Given his rapid success as a manager after his own playing career ended in 2022 (with a stint as the Mariners’ bullpen coach in between), some consider Vogt a model for what teams are looking for today. He is personable and approachable, a lover of people and also humble enough to know what he doesn’t know everything about.

But when asked why people like him, Suzuki and Stammen are getting these managerial opportunities so soon after retiring as players, Vogt gave an illuminating answer.

“I think people my age or that era of players, we played in a unique time where we came to the major leagues and came up through the minor leagues with absolutely no information,” Vogt said. “And then during our major league careers, every bit of information possible was thrown at us, and we were expected to use it on the field. And so I think we grew up in an old-school world, but then we played through the transition.

“So now I feel like we have a very good understanding of how to apply the data, without losing sight of maybe intuition. So, I think it’s a unique period of time, from 2008 to 2020, where we learned all of that.”

It’s probably not so simple to suggest that the ideal managerial candidate played in the Major Leagues from 2008 to 2020 (although it turns out that’s exactly the length of the MLB career of Venezuelan catcher Francisco Cervelli, who will manage Italy in the upcoming World Baseball Classic), but that ability to navigate the overload of game data is essential.

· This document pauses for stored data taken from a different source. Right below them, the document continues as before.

Issue #3803, opened 2023-04-03
Still got an occasional "permission denied" error  while cgroup frozen failed.


jiusanzhou:
### Description

Currenty we have frozen the container to avoid the container get
an occasional "permission denied" error, while the systemd's application of device
rules is done disruptively.

But when the processes in the container can not be frozen over 2 seconds, we still update the cgroup which resulting the container get
an occasional "permission denied" error in some cases.

The code in `libcontainer/cgroups/systemd/v1.go`
```go
func (m *LegacyManager) Set(r *configs.Resources) error {
	if needsFreeze {
		if err := m.doFreeze(configs.Frozen); err != nil {
			// If freezer cgroup isn't supported, we just warn about it.
			logrus.Infof("freeze container before SetUnitProperties failed: %v", err)
		}
	}
	setErr := setUnitProperties(m.dbus, unitName, properties...)
}
```

btw, 2 seconds set in `libcontainer/cgroups/fs/freezer.go` 
```go
func (s *FreezerGroup) Set(path string, r *configs.Resources) (Err error) {
	for i := 0; i < 1000; i++ {
		time.Sleep(10 * time.Microsecond)
	}
}
```

### Steps to reproduce the issue

1. Kubelet and containerd, which with systemd v1 as cgroup driver;
2. Start a container which start a process that reads the urandom device 1 time per second;
3. Start some process with D state in the container.

### Describe the results you received and expected

Avoid an occasional "permission denied" error.

### What version of runc are you using?

1.1.2

jiusanzhou:
Sorry I gave a wrong version, it's actually 1.1.2
According to the latest code, I think this issue still exists.

PR #3804, opened 2023-04-03
libct/cg/sd/v1: do not update non-frozen cgroup after frozen failed.

jiusanzhou:
In code we have frozen the cgroup to avoid the processes get
an occasional "permission denied" error, while the systemd's application of device
rules is done disruptively. When the processes in the container can not
be frozen over 2 seconds (which defined in fs/freezer.go),
we still update the cgroup which resulting the container get an occasional
"permission denied" error in some cases.

This PR make sure to return error directly without updating cgroup, when freeze fails.

Fixes: #3803

### DIFF
--- a/libcontainer/cgroups/systemd/v1.go
+++ b/libcontainer/cgroups/systemd/v1.go
@@ -350,6 +350,15 @@ func (m *LegacyManager) Set(r *configs.Resources) error {
 		if err := m.doFreeze(configs.Frozen); err != nil {
 			// If freezer cgroup isn't supported, we just warn about it.
 			logrus.Infof("freeze container before SetUnitProperties failed: %v", err)
+			// skip update the cgroup while frozen failed. #3803
+			if !errors.Is(err, errSubsystemDoesNotExist) {
+				if needsThaw {
+					if thawErr := m.doFreeze(configs.Thawed); thawErr != nil {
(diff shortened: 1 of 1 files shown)


kolyshkin (commented):
Overall the fix makes sense to me -- we should not update a non-frozen container.

Will take a deeper look later.

kolyshkin:
@jiusanzhou you need to rebase and fix linter warnings (the ones from `validate` and `commit` CI jobs look legit)

kolyshkin:
For the commit subject, I suggest something like

`libct/cg/sd/v1: do not update non-frozen cgroup`

For the description, you can get some text from #3803 to describe what happens and then go on to say how the commit is fixing this.

jiusanzhou:
@kolyshkin thank you for your advice, CI checking is green now. Please take another look.

jiusanzhou:
@cyphar PTAL

zvier:
any update？

kolyshkin:
@thaJeztah @AkihiroSuda @cyphar PTAL

kolyshkin:

AkihiroSuda:
Can we have a test?

kolyshkin:
> Can we have a test?

I'm not sure we can. To test the branch of code being added, we need cgroup freeze to fail, and I don't know how to do that reliably.

jiusanzhou:
1.1 backport: #3921

PR #637, opened 2018-09-24
Setting up the Openshift Jenkins Client

mohammedzee1000:
This PR sets up the OpenshiftJenkinsClient to allow easy communication with jenkins on openshift.

### DIFF
--- a/ccp/lib/clients/base.py
+++ b/ccp/lib/clients/base.py
@@ -1,4 +1,6 @@
 from ccp.lib.utils.command import run_command
+from ccp.lib.utils.request import request_url
+from ccp.lib.utils.authorization import Authorization
 
 
 class Client(object):
@@ -23,3 +25,57 @@ class CmdClient(Client):
         """
         super(Client, self).__init__()
         self.base_command = base_command
+
+
+class APIClient(Client):
+    """
+    Base class for all clients that query an API Server for information
+    """
+    def __init__(
+            self,
+            server,
+            secure=True,
+            verify_ssl=True,
+            authorization=None
+    ):
+        """
+        Initialize APIClient
+        :param server: The URL/IP server to hit.
+        :type server str
+        :param secure: Default True: Use SSL for queries.
+        :type secure bool
+        :param verify_ssl: Default True: Verify SSL certificate.
+        :param authorization: Set if you want or need to use Authorization
+        :type authorization Authorization
+        """
+        self.server_endpoint = "{}://{}".format(
+            "https" if secure else "http",
+            server if server else "localhost"
+        )
+        self.authorization = authorization
+        self.skip_ssl = verify_ssl
+
+    def _query(self, target, headers=None):
+        """
+        Given a target (query without url), queries endpoint and gets data
+        :param target: The query to send to the api server, after the hostname
+        and port. For eg: URL = http://example.com/hello, then target will be
+        '/hello'
+        :type target str
+        :param headers: Any headers you wish to add to query.
+        :type headers dict
+        :return:The response object and exception object, if any was raised.
+        """
+        query_url = "{}{}".format(
+            self.server_endpoint,
+            target
+        )
+        request_headers = {}
+        if self.authorization and isinstance(self.authorization, Authorization):
+            self.authorization.add_header(request_headers)
+        if headers and isinstance(headers, dict):
+            request_headers.update(headers)
+        return request_url(
+            query_url, verify_ssl=self.skip_ssl, headers=request_headers
+        )
+
--- a/ccp/lib/clients/base.py
+++ b/ccp/lib/clients/base.py
@@ -1,6 +1,9 @@
-from ccp.lib.utils.command import run_command
+"""
+This file contains all the base classes for clients
+"""
 from ccp.lib.utils.request import request_url
 from ccp.lib.utils.authorization import Authorization
+from urlparse import urljoin
 
 
 class Client(object):
@@ -19,7 +22,7 @@ class CmdClient(Client):
 
     def __init__(self, base_command):
         """
-        Iniitalize the Cmd Client
+        Initialize the Cmd Client
         :param base_command: The core command to be used by client
         :type base_command: str
         """
@@ -40,13 +43,13 @@ class APIClient(Client):
     ):
         """
         Initialize APIClient
-        :param server: The URL/IP server to hit.
-        :type server str
-        :param secure: Default True: Use SSL for queries.
+        :param server: The URL/IP server to hit
+        :type server: str
+        :param secure: Default True: Use SSL for queries
         :type secure bool
-        :param verify_ssl: Default True: Verify SSL certificate.
+        :param verify_ssl: Default True: Verify SSL certificate
         :param authorization: Set if you want or need to use Authorization
-        :type authorization Authorization
+        :type authorization: Authorization
         """
         self.server_endpoint = "{}://{}".format(
             "https" if secure else "http",
@@ -61,15 +64,12 @@ class APIClient(Client):
         :param target: The query to send to the api server, after the hostname
         and port. For eg: URL = http://example.com/hello, then target will be
         '/hello'
-        :type target str
+        :type target: str
         :param headers: Any headers you wish to add to query.
-        :type headers dict
-        :return:The response object and exception object, if any was raised.
+        :type headers: dict
+        :return: The response object and exception object, if any was raised.
         """
-        query_url = "{}{}".format(
-            self.server_endpoint,
-            target
-        )
+        query_url = urljoin(self.server_endpoint, target)
         request_headers = {}
         if self.authorization and isinstance(self.authorization, Authorization):
             self.authorization.add_header(request_headers)
--- a/ccp/lib/clients/base.py
+++ b/ccp/lib/clients/base.py
@@ -47,7 +47,10 @@ class APIClient(Client):
         :type server: str
         :param secure: Default True: Use SSL for queries
         :type secure bool
-        :param verify_ssl: Default True: Verify SSL certificate
+        :param verify_ssl: Default True: Verify SSL certificate. You can also
+        provide path of cert to verify with, if your vert resides outside
+        default location
+        :type verify_ssl: Union[bool, str]
         :param authorization: Set if you want or need to use Authorization
         :type authorization: Authorization
         """
@@ -56,7 +59,7 @@ class APIClient(Client):
             server if server else "localhost"
         )
         self.authorization = authorization
-        self.skip_ssl = verify_ssl
+        self.verify_ssl = verify_ssl
 
     def _query(self, target, headers=None):
         """
@@ -76,6 +79,6 @@ class APIClient(Client):
         if headers and isinstance(headers, dict):
             request_headers.update(headers)
         return request_url(
-            query_url, verify_ssl=self.skip_ssl, headers=request_headers
+            query_url, verify_ssl=self.verify_ssl, headers=request_headers
         )
 
--- a/ccp/lib/clients/jenkins/base.py
+++ b/ccp/lib/clients/jenkins/base.py
@@ -27,6 +27,7 @@ class OpenshiftJenkinsBaseAPIClient(APIClient):
             server,
             secure=True,
             verify_ssl=True,
+            token=None,
             token_from_mount=None,
             sa="sa/jenkins",
             namespace="default"
@@ -38,8 +39,13 @@ class OpenshiftJenkinsBaseAPIClient(APIClient):
         :param secure: Default True: Use SSL for queries.
         :type secure bool
         :param verify_ssl: Default True: Verify SSL certificate.
+        :type verify_ssl bool
+        :param token: Default None: If provided then, this is set as the token
+        to use to login to OpenShift. Overrides all other ways of providing
+        token
+        :type token str
         :param token_from_mount: Default None: Set if you have token mounted
-        at a path. Otherwise, ensure the openshift context is already set.
+        at a path. Otherwise, ensure the OpenShift context is already set.
         :type token_from_mount str
         :param sa: Default 'sa/jenkins': Name of the service account whose
         token is to be used.
@@ -48,11 +54,12 @@ class OpenshiftJenkinsBaseAPIClient(APIClient):
         :type namespace str
         """
 
-        c = OpenShiftCmdClient()
-        token = c.get_token_from_mounted_secret(token_from_mount)\
-            if token_from_mount else c.get_sa_token_from_openshift(
-            sa=sa, namespace=namespace
-        )
+        if not token:
+            c = OpenShiftCmdClient()
+            token = c.get_token_from_mounted_secret(token_from_mount)\
+                if token_from_mount else c.get_sa_token_from_openshift(
+                sa=sa, namespace=namespace
+            )
         super(OpenshiftJenkinsBaseAPIClient, self).__init__(
             server=server,
             secure=secure,
--- a/ccp/lib/clients/jenkins/base.py
+++ b/ccp/lib/clients/jenkins/base.py
@@ -8,7 +8,7 @@ def jenkins_jobs_from_jobs_ordered_list(nested_job_ordered_list):
     Formats query part of URL from ordered job list as /job/j1/job/j2
     :param nested_job_ordered_list: The ordered list of jenkins job names,
     with parent as first and every child below.
-    :type nested_job_ordered_list list
+    :type nested_job_ordered_list: list
     :return: A string of the form /job/j1/job/j2...
     """
     dest = ""
@@ -35,23 +35,23 @@ class OpenshiftJenkinsBaseAPIClient(APIClient):
         """
         Initialize Jenkins APIClient
         :param server: The URL/IP server to hit.
-        :type server str
+        :type server: str
         :param secure: Default True: Use SSL for queries.
-        :type secure bool
+        :type secure: bool
         :param verify_ssl: Default True: Verify SSL certificate.
-        :type verify_ssl bool
+        :type verify_ssl: bool
         :param token: Default None: If provided then, this is set as the token
         to use to login to OpenShift. Overrides all other ways of providing
         token
-        :type token str
+        :type token: str
         :param token_from_mount: Default None: Set if you have token mounted
         at a path. Otherwise, ensure the OpenShift context is already set.
-        :type token_from_mount str
+        :type token_from_mount: str
         :param sa: Default 'sa/jenkins': Name of the service account whose
         token is to be used.
-        :type sa str
+        :type sa: str
         :param namespace: The namespace of the Jenkins secret, if not mounted
-        :type namespace str
+        :type namespace: str
         """
 
         if not token:
--- a/ccp/lib/clients/jenkins/base.py
+++ b/ccp/lib/clients/jenkins/base.py
@@ -1,0 +1,62 @@
+from ccp.lib.clients.base import APIClient
+from ccp.lib.clients.openshift.client import OpenShiftCmdClient
+from ccp.lib.utils.authorization import Authorization, BearerAuthorization
+
+
+def jenkins_jobs_from_jobs_ordered_list(nested_job_ordered_list):
+    """
+    Formats query part of URL from ordered job list as /job/j1/job/j2
+    :param nested_job_ordered_list: The ordered list of jenkins job names,
+    with parent as first and every child below.
+    :type nested_job_ordered_list list
+    :return: A string of the form /job/j1/job/j2...
+    """
+    dest = ""
+    for i in nested_job_ordered_list:
+        dest = "{}/job/{}".format(
+            dest,
+            i
+        )
+    return dest
+
+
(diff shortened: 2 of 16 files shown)


mohammedzee1000:
Relies on https://github.com/CentOS/container-pipeline-service/pull/630

ccp/lib/utils/request.py
```diff
@@ -0,0 +1,29 @@
+import requests
+
+
+def request_url(
+        request, params=None, verify_ssl=False, auth=None, headers=None
+):
+    """
+    Queries a specified URL and returns data, if any
+    :param request: The url to send the request to.
+    :type request str
```
navidshaikh: `:type request: str`

navidshaikh: applies to all occurrences where `type` is defined.

ccp/lib/utils/request.py
```diff
@@ -0,0 +1,29 @@
...
+    :param params: Any params that are to be passed on to the request
+    :type params dict
+    :param verify_ssl: IF False, ssl errors are ignored.
+    :type verify_ssl bool
+    :param auth: This will be passed along to requests as is. Note: Passing
+    auth overrides any Authorization headers passed already.
+    :type auth dict
+    :param headers: Any extra headers that you wish to pass along.
+    :type headers dict
+    :raises Exception
```
navidshaikh: What kind of Exception it raises ?

ccp/lib/utils/request.py
```diff
@@ -0,0 +1,29 @@
+import requests
```
navidshaikh: It would be good, if we can add one-line at the start of the file for eg
`"This file handles API requests and returns the response for given API URL along with provided parameters. "`

navidshaikh: applies to all other files as well.

ccp/lib/utils/parsing.py
```diff
@@ -0,0 +1,55 @@
+import ast
+import base64
+import json
+
+
+def encode(data):
+    """
+    Applyies base64 encoding to passed string
```
navidshaikh: typo, `Applies`

ccp/lib/utils/parsing.py
```diff
@@ -0,0 +1,55 @@
...
+    :param data: The string to encode
+    :type data str
```
navidshaikh: `:type data: str`

ccp/lib/utils/parsing.py
```diff
@@ -0,0 +1,55 @@
...
+    :return: Encoded string.
```
navidshaikh: remove the unneeded dot (.) at the end of `Encoded string.`

ccp/lib/utils/parsing.py
```diff
@@ -0,0 +1,55 @@
...
+    :param data: The json data to parse as string
+    :type data str
+    :raises Exception
+    :return: Pythonic repersentation of json data
+    """
+    p = None
+    try:
+        p = json.loads(data)
+    except Exception as ex:
+        raise ex
```
navidshaikh: if you are raising the same exception as occurred, its same as
`return json.loads(data)`

as if, the exception is raised, `p = None` is never used.

ccp/lib/utils/parsing.py
```diff
@@ -0,0 +1,55 @@
...
+    quotes.
+    :param data The data to be parsed as literal as a string.
+    :type data str
+    :raises Exception
+    :return: Pythonic repersentation of data
+    """
+    p = None
+    try:
+        p = ast.literal_eval(data)
+    except Exception as ex:
```
navidshaikh: same as above comment, its same as
```
return ast.literal_eval(data)
```

ccp/lib/utils/authorization.py
```diff
@@ -0,0 +1,24 @@
+"""
+This file contains authorization handlers
+"""
```
navidshaikh: :+1:  for adding the helper docs at the top of file.

ccp/lib/utils/authorization.py
```diff
@@ -0,0 +1,24 @@
...
+
+
+class Authorization(object):
```
navidshaikh: We need the class docs as well.

ccp/lib/utils/authorization.py
```diff
@@ -0,0 +1,24 @@
...
+
+    def __init__(self):
```
navidshaikh: shouldn't you be expecting some constructor params here?

navidshaikh: that you will add to `self.authorization_header_string` var ?

ccp/lib/utils/authorization.py
```diff
@@ -0,0 +1,24 @@
...
+        self.authorization_header_string = ""
+
+    def add_header(self, headers):
+        """
+        Adds appropriate authorization headers to request headers
+        :param headers: The headers dict
+        :type headers dict
+        """
+        headers["Authorization"] = self.authorization_header_string
```
navidshaikh: is this always expected to be `""`?

ccp/lib/utils/authorization.py
```diff
@@ -0,0 +1,24 @@
...
+
+
+class BearerAuthorization(Authorization):
+
+    def __init__(self, token):
+        super(BearerAuthorization, self).__init__()
```
navidshaikh: I would initialize the parent class constructor with value `"Bearer %s" % token` instead of overriding the variable of parent class.

ccp/lib/clients/jenkins/client.py
```diff
@@ -0,0 +1,127 @@
+"""
+This file contains ready to use Jenkins Clients.
```
navidshaikh: :+1:

ccp/lib/clients/base.py
```diff
@@ -23,3 +25,57 @@ def __init__(self, base_command):
...
+            self,
+            server,
+            secure=True,
+            verify_ssl=True,
+            authorization=None
+    ):
+        """
+        Initialize APIClient
+        :param server: The URL/IP server to hit.
+        :type server str
```
navidshaikh:
```
:type server: str
```

ccp/lib/clients/base.py
```diff
@@ -23,3 +25,57 @@ def __init__(self, base_command):
...
+    def __init__(
+            self,
+            server,
+            secure=True,
+            verify_ssl=True,
+            authorization=None
+    ):
+        """
+        Initialize APIClient
+        :param server: The URL/IP server to hit.
```
navidshaikh: remove the dot (.) for all the strings which are not sentences

ccp/lib/clients/base.py
```diff
@@ -23,3 +25,57 @@ def __init__(self, base_command):
...
+        :type server str
+        :param secure: Default True: Use SSL for queries.
+        :type secure bool
+        :param verify_ssl: Default True: Verify SSL certificate.
+        :param authorization: Set if you want or need to use Authorization
+        :type authorization Authorization
+        """
+        self.server_endpoint = "{}://{}".format(
+            "https" if secure else "http",
+            server if server else "localhost"
```
navidshaikh: that means if `server=None`, its `"localhost"`

okay!

ccp/lib/clients/base.py
```diff
@@ -23,3 +25,57 @@ def __init__(self, base_command):
...
+    def _query(self, target, headers=None):
+        """
+        Given a target (query without url), queries endpoint and gets data
+        :param target: The query to send to the api server, after the hostname
+        and port. For eg: URL = http://example.com/hello, then target will be
+        '/hello'
+        :type target str
+        :param headers: Any headers you wish to add to query.
+        :type headers dict
+        :return:The response object and exception object, if any was raised.
```
navidshaikh: add space after `:return:`

ccp/lib/clients/base.py
```diff
@@ -23,3 +25,57 @@ def __init__(self, base_command):
...
+        """
+        query_url = "{}{}".format(
```
navidshaikh: mind checking if `target` starts with  `/` OR `self.server_endpoint` ends with `/`.
This is a common problem and that's why library utils like `urljoin` is devised.

Please use `urljoin` here to combine, target with server end point.

I think its a must.

navidshaikh: I'll request change for this.

We are going to have a lot of places in our code where we need to perform this, and lets make sure we do that via `urljoin` and leave no room for any input validation errors!

ccp/lib/clients/base.py
```diff
@@ -23,3 +25,57 @@ def __init__(self, base_command):
...
+            self.server_endpoint,
+            target
+        )
+        request_headers = {}
+        if self.authorization and isinstance(self.authorization, Authorization):
+            self.authorization.add_header(request_headers)
```
navidshaikh: what happens if `self.authorization` is **not** instance of `Authorization` ?

ccp/lib/clients/base.py
```diff
@@ -23,3 +25,57 @@ def __init__(self, base_command):
...
+        if headers and isinstance(headers, dict):
+            request_headers.update(headers)
+        return request_url(
+            query_url, verify_ssl=self.skip_ssl, headers=request_headers
```
navidshaikh: if `self.authorization` is populated in line no 75, we are not passing it here ?

navidshaikh: request_url formula looks like this 
```
def request_url(
        request, params=None, verify_ssl=False, auth=None, headers=None
):
```

I think we missed on sending `auth=self.authorization`?

ccp/lib/clients/jenkins/base.py
```diff
@@ -0,0 +1,62 @@
+from ccp.lib.clients.base import APIClient
```
navidshaikh: multiple base.py, I'd expect one-liner at the top in each file.

ccp/lib/clients/jenkins/base.py
```diff
@@ -0,0 +1,62 @@
...
+    """
+    Formats query part of URL from ordered job list as /job/j1/job/j2
+    :param nested_job_ordered_list: The ordered list of jenkins job names,
+    with parent as first and every child below.
+    :type nested_job_ordered_list list
+    :return: A string of the form /job/j1/job/j2...
+    """
+    dest = ""
+    for i in nested_job_ordered_list:
+        dest = "{}/job/{}".format(
```
navidshaikh: for small formatting parameters, having them on single line makes it more readable for eg
```
for i in nested_job_ordered_list:
  dest  = "{}/job/{}".format(dest, i)

```

ccp/lib/clients/jenkins/base.py
```diff
@@ -0,0 +1,62 @@
...
+            dest,
+            i
+        )
+    return dest
+
+
+class OpenshiftJenkinsBaseAPIClient(APIClient):
```
navidshaikh: class docs

ccp/lib/clients/jenkins/base.py
```diff
@@ -0,0 +1,62 @@
...
+
+    def __init__(
+            self,
+            server,
+            secure=True,
+            verify_ssl=True,
+            token_from_mount=None,
+            sa="sa/jenkins",
+            namespace="default"
```
navidshaikh: umm - we should make this is as required parameter IMO.

navidshaikh: as in, without any defaults

navidshaikh: We'are already discussing about spreading the jobs in equal numbers across different namespaces, then there would be need to invoke the constructor with different namespaces, the default will rarely be used I think, its better to have this var definition without a default value.

ccp/lib/clients/jenkins/base.py
```diff
@@ -0,0 +1,62 @@
...
+        token is to be used.
+        :type sa str
+        :param namespace: The namespace of the Jenkins secret, if not mounted
+        :type namespace str
+        """
+
+        c = OpenShiftCmdClient()
+        token = c.get_token_from_mounted_secret(token_from_mount)\
+            if token_from_mount else c.get_sa_token_from_openshift(
+            sa=sa, namespace=namespace
```
navidshaikh: the ordering of params for `get_sa_token_from_openshift`read 
```
    def get_sa_token_from_openshift(self, namespace, sa="sa/jenkins"):
```

even though you have kwargs, I'd expect to have them specified in right order.

Remember I asked to alter the ordering of params in PR 630?

ccp/lib/clients/jenkins/client.py
```diff
@@ -0,0 +1,127 @@
...
+"""
+
+from ccp.lib.clients.jenkins.base import OpenshiftJenkinsBaseAPIClient, \
+    jenkins_jobs_from_jobs_ordered_list
+
+
+class OpenshiftJenkinsWorkflowAPIClient(OpenshiftJenkinsBaseAPIClient):
+    """
+    Helps query the jenkins workflow API endpoints.
```
navidshaikh: *`Jenkins`

ccp/lib/clients/jenkins/client.py
```diff
@@ -0,0 +1,127 @@
...
+            secure=True,
+            verify_ssl=True,
+            token_from_mount=None,
+            sa="sa/jenkins",
+            namespace="default"
+    ):
+        """
+        Initialize Openshift Jenkins Client
+        :param server: The URL/IP of jenkins server on openshift.
+        :type server str
```
navidshaikh: `:type server: str`

ccp/lib/clients/jenkins/client.py
```diff
@@ -0,0 +1,127 @@
...
+                build_number
+            )
+        )
+
+    def describe_execution_node(
+            self, job_ordered_list, build_number, node_number
+    ):
+        """
+        Describes an execution node for job/subjob from API server
+        :param job_ordered_list: The ordered list of jobs, with parents,
```
navidshaikh: how does this `job_ordered_list` look  like? Can you give an example of it's sample value.

ccp/lib/clients/jenkins/client.py
```diff
@@ -0,0 +1,127 @@
...
+                build_number,
+                node_number
+            )
+        )
+
+    def get_logs_of_execution_node(
+            self, job_ordered_list, build_number, node_number
+    ):
+        """
+        Lets the logs of a jenkins execution node, if possible
```
navidshaikh: `s/Lets/Gets`

ccp/lib/clients/jenkins/client.py
```diff
@@ -0,0 +1,127 @@
...
+        :param job_ordered_list: The ordered list of jobs, with parents,
+        followed by children
+        :param build_number: The number of the build to describe.
+        :param node_number: The number of the node to describe
```
navidshaikh: what would be the node_number ?

I think I am missing something here.

ccp/lib/clients/jenkins/workflow_client.py
```diff
@@ -122,8 +126,11 @@ def get_logs_of_execution_node(
         Lets the logs of a jenkins execution node, if possible
         :param job_ordered_list: The ordered list of jobs, with parents,
         followed by children
+        :type job_ordered_list: list
         :param build_number: The number of the build to describe.
+        :type build_number: str
         :param node_number: The number of the node to describe
+        :type node_number: str
```
navidshaikh: I reviewed the PR commit by commit, since you have fixed it next commit, ignore the earlier comments on this.

ccp/lib/clients/base.py
mohammedzee1000: Sorted

ccp/lib/clients/base.py
mohammedzee1000: Sorted

ccp/lib/clients/base.py
mohammedzee1000: Fixed

ccp/lib/clients/base.py
mohammedzee1000: Moved to urljoin

ccp/lib/clients/jenkins/base.py
mohammedzee1000: Ack updated

ccp/lib/clients/jenkins/base.py
mohammedzee1000: Added

ccp/lib/clients/jenkins/base.py
mohammedzee1000: Fixing

ccp/lib/utils/authorization.py
mohammedzee1000: Fixed as no default value

ccp/lib/utils/authorization.py
mohammedzee1000: Fixed

ccp/lib/utils/authorization.py
mohammedzee1000: Added

ccp/lib/utils/parsing.py
mohammedzee1000: Fixed

ccp/lib/utils/parsing.py
mohammedzee1000: Sorted

ccp/lib/utils/parsing.py
mohammedzee1000: Removed

ccp/lib/utils/parsing.py
mohammedzee1000: Sorted

ccp/lib/utils/parsing.py
mohammedzee1000: Sorted

ccp/lib/utils/request.py
mohammedzee1000: Added

ccp/lib/utils/request.py
mohammedzee1000: Fixed

ccp/lib/utils/request.py
mohammedzee1000: I was not sure what to mention here.

ccp/lib/clients/base.py
navidshaikh: so - its the update in the reference variable itself. Okay!

ccp/lib/utils/request.py
```diff
@@ -0,0 +1,33 @@
...
+    :raises Exception
+    :return: The response object, or None upon failure, if any or None
+    """
+
+    response = requests.get(
+        request, params=params, verify=verify_ssl, headers=headers,
+        auth=auth
+    )
+
+    return response
```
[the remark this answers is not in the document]
mohammedzee1000: +1 for timeout. Exception should be handled at higher level. Assuming retry failed, a command line client may choose to handle exception differently like exit 1, as opposed to Api clients, which gives a 500

ccp/lib/clients/base.py
```diff
@@ -17,9 +22,60 @@ class CmdClient(Client):
...
+        :param verify_ssl: Default True: Verify SSL certificate
+        :param authorization: Set if you want or need to use Authorization
+        :type authorization: Authorization
+        """
+        self.server_endpoint = "{}://{}".format(
+            "https" if secure else "http",
+            server if server else "localhost"
+        )
+        self.authorization = authorization
+        self.skip_ssl = verify_ssl
```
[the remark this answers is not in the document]
mohammedzee1000: This is a usage based optimization. We assume user wants asleep to be true and,  also wants to verify ssl. If he doesn't then he should explicitly stated it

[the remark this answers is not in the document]
bamachrn: I was asking about `skip_ssl=True` this means we do not want the HTTPS, and `verify_ssl=True ` means we are asking for HTTPS. so they both should not be true at any time :)

ccp/lib/clients/jenkins/base.py
```diff
@@ -0,0 +1,73 @@
...
+    Formats query part of URL from ordered job list as /job/j1/job/j2
+    :param nested_job_ordered_list: The ordered list of jenkins job names,
+    with parent as first and every child below.
+    :type nested_job_ordered_list: list
+    :return: A string of the form /job/j1/job/j2...
+    """
+    dest = ""
+    for i in nested_job_ordered_list:
+        dest = "{}/job/{}".format(dest, i)
+    return dest
```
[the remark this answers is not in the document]
bamachrn: I did not get this point, lets discuss

ccp/lib/clients/base.py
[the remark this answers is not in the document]
mohammedzee1000: Ah, renaming. There shoul be no confusion bow both are true by default so https is used and ssl cert is verified.

ccp/lib/clients/jenkins/base.py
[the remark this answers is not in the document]
mohammedzee1000: so jenkins jobs in url are defined as /job/namespace/job/namespace-projectname. But since the client needs to be generic, and jenkins allows more level of nesting, its a for loop.

Given the list it generates comple job name for project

Reds manager Terry Francona is, along with Brewers manager Pat Murphy, one of only two current managers born in the 1950s. And Francona is the only current manager to have managed an MLB game before the 21st century. So pointing out to you that the group of foremen is getting younger is simply stating the obvious.

But Francona also made an interesting point when he noted that teams’ baseball operations groups, increasingly made up of young, analytical minds, must be careful not to base their manager hiring decisions too much on how the prospective manager communicates with the front office.

“¿Es [la contratación] to [la oficina principal] or for the players?” Francona said. “Someone who can talk to the front office is great. But you also have to be able to talk to a player. And sometimes, that’s very different. If you can do both, you’re fine.”

As this new group of hires indicates, helmsmen can come from all sorts of experience levels. And considering that six of the 12 Manager of the Year awards given out this century have gone to people no longer with those clubs, the job is always subject to change.

But at least we can say that the importance of communication is a constant, although its application is evolving.

And at least we still have one manager for each team… until one club goes rogue and brings back the College of Coaches.

Marcus Cole

Marcus Cole is a senior football analyst at Archysport with over a decade of experience covering the NFL, college football, and international football leagues. A former NCAA Division I player turned journalist, Marcus brings an insider's understanding of the game to every breakdown. His work focuses on tactical analysis, draft evaluations, and in-depth game previews. When he's not breaking down film, Marcus covers the intersection of football culture and the communities it shapes across America.